The findings strongly support the hypothesis that ABIN activity is both necessary and sufficient for ketamine's rapid antidepressant effects. The study successfully identifies a specific cellular mechanism, targeting ABINs, potentially providing a pathway for developing novel antidepressants with fewer side effects than ketamine. The dependence on AMPA receptor activity highlights another potential therapeutic target. The results may also explain the differential effectiveness of NMDA receptor antagonists, with only those facilitating ABIN activation showing rapid antidepressant effects. Further research could explore the specific signaling pathways within ABINs mediating ketamine's effects and the precise role of AMPA receptors in this process.

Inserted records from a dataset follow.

PR #61, opened 2021-04-23
Feature/refresh

lkwdwrd:
Intial implementation for PKCE flow on login and refresh tokens for sessions. Once the server-side is complete, I will add some integration tests for this login, and validate refreshes are working as expected.


browser/sodium/sodium.js
```diff
@@ -166,9 +166,18 @@ class SodiumCrypto extends CryptoProvider {
     return sodium.crypto_sign_verify_detached(signature, message, publicKey)
   }
 
-  async hash(message) {
-    await sodium.ready
-    return sodium.crypto_generichash(sodium.crypto_generichash_BYTES, message)
+  async hash(message, algorithm = 'Blake2B') {
+    if (algorithm === 'Blake2B') {
```
galxy25, line 170: should we have a constant for `Blake2B` (or does sodium provide one?)

galxy25 (approved):

efabens (approved):

browser/sodium/sodium.js
lkwdwrd: Sodium doesn't. We could make it a constant, but I don't seen it mattering all that much. This is the default for sodium only, if we support other crypto systems in the future, those systems will have an alternate default hash, so if a constant is chosen later on, just make sure we define it and the defaults in the sodium specific files.

PR #63, opened 2021-05-03
secret refresh with namespaces

rosasck:
Will Ask during standup-- 
* Currently our portal for user to user sharing relies on the username to be sent from the backend and we currently are storing that in the group description for that user to user sharing. This is also needed for removing a secret. Here are my two ideas to either rework or keep the methods
A) keep ShareSecretWithUsername which follows the current namespace rules and only use that until we rework some dependent methods 
B) Rework how we keep track of username shared with and removing the share from a user. Currently we are able to get all groupMembers for a group, and we could call this for every secret we have and then look up the clientID and get the username!


lib/identity/client.js
```diff
@@ -886,9 +1096,7 @@ class Client extends PartialClient {
       )
     }
     // if the admin sharing group will be empty, revoke the share & delete the group
-    const groupName = `tozny.secret.${this.config.realmName}.${
-      this.storage.config.clientId
-    }.${secret.meta.plain.secretType.toLowerCase()}`
+    const groupName = `tozny.secret.${this.storage.config.clientId}.${this.config.realmName}`
```
galxy25, line 1099: I think RealmName should still come before clientID as namespacing is usually from general -> less general, and realm (currently) is higher order than the client id.

rosasck: Luke had wanted to switch it for admin namespace incase the user gave their clientID for a namespace there was no way of them accidentally messing with this namespace

lib/identity/client.js
```diff
@@ -366,6 +365,14 @@ class Client extends PartialClient {
     let sharedRecordList = []
     const lengthGroup = groupList.groups.length
     for (var index = lengthGroup - 1; index >= 0; index--) {
+      var groupNameSplit = groupList.groups[index].groupName.split('.')
```
galxy25, line 368: extract this bit of validation logic out to a helper function `isValidToznySecretNamespace`

lib/identity/client.js
```diff
@@ -606,7 +618,117 @@ class Client extends PartialClient {
...
+        usernameLowerCase
+      ) {
+        clientID =
+          clientResponse.searched_identities_information[index].client_id
+      }
+    }
+    if (clientID == null) {
+      return false
+    }
+    // Check if namespace exists
```
galxy25, line 709: this logic of checking for if the namespace exists and if not creating it is very similar to the above, please extract out what is common to a helper function, and then call that in both places, e.g.  `let group = getOrCreateNamespace(namespace)`

lib/identity/client.js
```diff
@@ -602,11 +606,83 @@ class Client extends PartialClient {
...
+  async addSecretToNamespace(secretName, secretType, namespace) {
+    // Check if the namespace exists
+    let currentGroup = await this.getOrCreateNamespace(namespace)
+    // Generate the Record Type to share
+    const recordType = `tozny.secret.${SECRET_UUID}.${secretType}.${secretName}`
+    let sharedWithGroup = await this.storage.shareRecordWithGroup(
+      currentGroup.groupID,
+      recordType
+    )
+    return sharedWithGroup.record_type
```
galxy25, line 629: Very elegant 👏🏽

lib/identity/client.js
```diff
@@ -602,11 +606,83 @@ class Client extends PartialClient {
...
+    if (usernameToAdd == '') {
+      throw new Error('Username Required')
+    }
+    // Look Up the ClientID for Username
+    let clientResponse = await this.searchRealmIdentitiesByUsername([
+      usernameToAdd,
+    ])
+    let usernameLowerCase = usernameToAdd.toLowerCase()
+    let clientID
+    if (clientResponse.searched_identities_information === null) {
```
galxy25, line 650: ideally the response type should handle setting some reasonable default value like the empty array  to avoid having to write this validation logic in our or customers code that uses the sdk

lib/identity/client.js
```diff
@@ -694,13 +770,88 @@ class Client extends PartialClient {
...
+    // Look Up the ClientID for Username
+    let clientResponse = await this.searchRealmIdentitiesByUsername([
+      userToRevokeShare,
+    ])
+    let usernameLowerCase = userToRevokeShare.toLowerCase()
+    let clientID
+    if (clientResponse.searched_identities_information == null) {
+      return null
+    }
+    for (
```
galxy25, line 799: this code looks familiar, consider extracting

lib/identity/client.js
galxy25: pending impactful examples and with the assumption that any way things could get messed with in regards to client id is the same liability for messing with things by providing realm name as part of the namespace, please change this back to

`{tozny.secret}.{realmName}.{namespace} where namespace could be clientID`

galxy25 (approved):
None of my comments are blocking, I'm looking the other way on explicit sleeps in test code because its test code, but if those tests keep failing and its due to time outs, take the time to write some utility test helpers to more resiliently waiting for some group state  to be true / ready

lib/identity/client.js
```diff
@@ -366,6 +341,9 @@ class Client extends PartialClient {
     let sharedRecordList = []
     const lengthGroup = groupList.groups.length
     for (var index = lengthGroup - 1; index >= 0; index--) {
+      if (!this.isValidToznySecretNamespace(groupList.groups[0].groupName)) {
```
lkwdwrd, line 344: thanks for adding this!

lib/identity/client.js
```diff
@@ -602,11 +562,63 @@ class Client extends PartialClient {
...
+    if (usernameToAdd == '') {
+      throw new Error('Username Required')
+    }
+    // Look Up the ClientID for Username
+    let clientID = await this.clientIDLookUpByUsername(usernameToAdd)
+    if (clientID === null) {
+      return null
+    }
+    // Check if namespace exists
+    let currentGroup = await this.getNamespace(namespace)
```
lkwdwrd, line 606: This should also run the getOrCreate I think -- basically if you add an identity or a record to a namespace, it will cause it to exist.

This is similar to the SDKs for sharing where if you share a type before you write any records of that type, it will first generate an AK for the tuple, and then do the share. When records are written to that type in the future, the share is active.

lib/identity/client.js
```diff
@@ -694,13 +686,66 @@ class Client extends PartialClient {
...
+      return null
+    }
+    // Look up group for our current namespace
+    let currentGroup = await this.getNamespace(namespace)
+    // If namespace doesn't exist return true
+    if (currentGroup.groupID === undefined) {
+      return true
+    }
+    // Remove identity from namespace
+    let revokeFromNamespace = await this.storage.removeGroupMembers(
```
lkwdwrd, line 718: In JS, instead of awaiting into a variable, and then immediately returning that variable, just return the function call. It doesn't matter much, but the difference can add up in wrapper land.

return as written:

- extra variable memory location to point to the promise from removeGroupMembers
- awaiting at line 718 makes the return Promise<Promise<removeGroupMemebers()>>

return directly
- async determines if the return is plain or a promis, and wraps the plain return in a promise as needed
- `return this.storage.removeGroupMembers(...)`
- Return is Promise<removeGroupMemebers()>

lib/identity/client.js
```diff
@@ -694,13 +686,66 @@ class Client extends PartialClient {
...
+   * @param {String} secretType The secret type, example 'Credential'
+   * @param {String} secretName The user given name for the secret stored in the meta data
+   *
+   * @return {Boolean}
+   */
+  async removeSecretFromNamespace(secretName, secretType, namespace) {
+    // Look up group for our current namespace
+    let currentGroup = await this.getNamespace(namespace)
+    // If namespace doesn't exist return true
+    if (currentGroup.groupID === undefined) {
```
lkwdwrd, line 738: bailing early on remove makes a ton of sense here 👍

lib/identity/client.js
```diff
@@ -886,16 +926,99 @@ class Client extends PartialClient {
...
       secret.meta.recordId,
       secret.meta.version
     )
   }
+  /**
+   * isValidToznySecretNamespace
+   * @param {Object} groupName
+   * @return {Boolean} returns true if the secret was successfully removed
+   */
+  async isValidToznySecretNamespace(groupName) {
```
lkwdwrd, line 942: This is probably not useful in the client context (it's not something I would ever expect a user to want to call) for that reason, I'd like to move it to a utility function instead.

lib/identity/client.js
```diff
@@ -886,16 +926,99 @@ class Client extends PartialClient {
...
+      return false
+    }
+    return true
+  }
+  /**
+   * getNamespace
+   * @param {Object} namespace
+   * @return {Object} returns the group based on namespace
+   */
+  async getNamespace(namespace) {
```
lkwdwrd, line 958: Because the work is so similar, I think this and the `getOrCreateNamesapce` methods can be combined. Also, this is public on the client, but it is not a function we want users to know or think about really. Namespace is an abstract concept. So for that reason I may pull this out as a protected function defined above the class. Keep the consumer interface a little cleaner with less lower level footguns available.

lkwdwrd (changes requested):
The functionality looks spot on. There are some code organizational things I'd like to see cleaned up before publish, but should mostly be moving things around to clean up the consumer interface for our identity clients.

lib/identity/client.js
```diff
@@ -886,16 +938,72 @@ class Client extends PartialClient {
...
       secret.meta.recordId,
       secret.meta.version
     )
   }
+  /**
+   * getOrCreateNamespace
+   * @param {Object} namespace
+   * @return {Object} returns the group based on namespace
+   */
+  async getOrCreateNamespace(namespace) {
```
lkwdwrd, line 954: This still needs to get refactored out into a private/protected method (removed from living within the client class itself).

lib/identity/client.js
```diff
@@ -602,11 +561,69 @@ class Client extends PartialClient {
...
+    if (clientID === null) {
+      return null
+    }
+    // Check if namespace exists
+    const groupName = `tozny.secret.${this.config.realmName}.${namespace}`
+    const groupList = await this.storage.listGroups(
+      this.storage.config.clientId,
+      [groupName]
+    )
+    if (groupList.groups.length < 1) {
```
lkwdwrd, line 610: DId the `getNamespace` method get refactored out?

This method should do the same `getOrCreateNamespace` but I'd like to adjust all of it to a single helper method which can perform the `getNamespace` or `getOrCreateNamescpace` based on call params:

```ts
function getNamespace(namespace: string, createIfMIssing: boolean){
...
}
```

This kind of signature.

lkwdwrd (changes requested):
A couple things I think I didn't explain well enough. Let me know if this this is confusing and we can discuss in real time.

lkwdwrd (approved):

efabens (approved):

This study demonstrates that the activity of adult-born immature granule neurons in the dentate gyrus is critical for the rapid antidepressant effects of ketamine. Both inhibition and activation studies strongly support this conclusion. These findings suggest that targeting ABINs may offer a promising strategy for developing novel, rapid-acting antidepressants with reduced side effects. Future research should investigate the specific intracellular mechanisms involved and the role of AMPA receptors in mediating these effects.

The study was conducted in mice, and the findings may not directly translate to humans. The chemogenetic approach, while effective, might not perfectly replicate the natural effects of ketamine. Further research is needed to fully elucidate the specific signaling pathways involved and the long-term effects of ABIN modulation.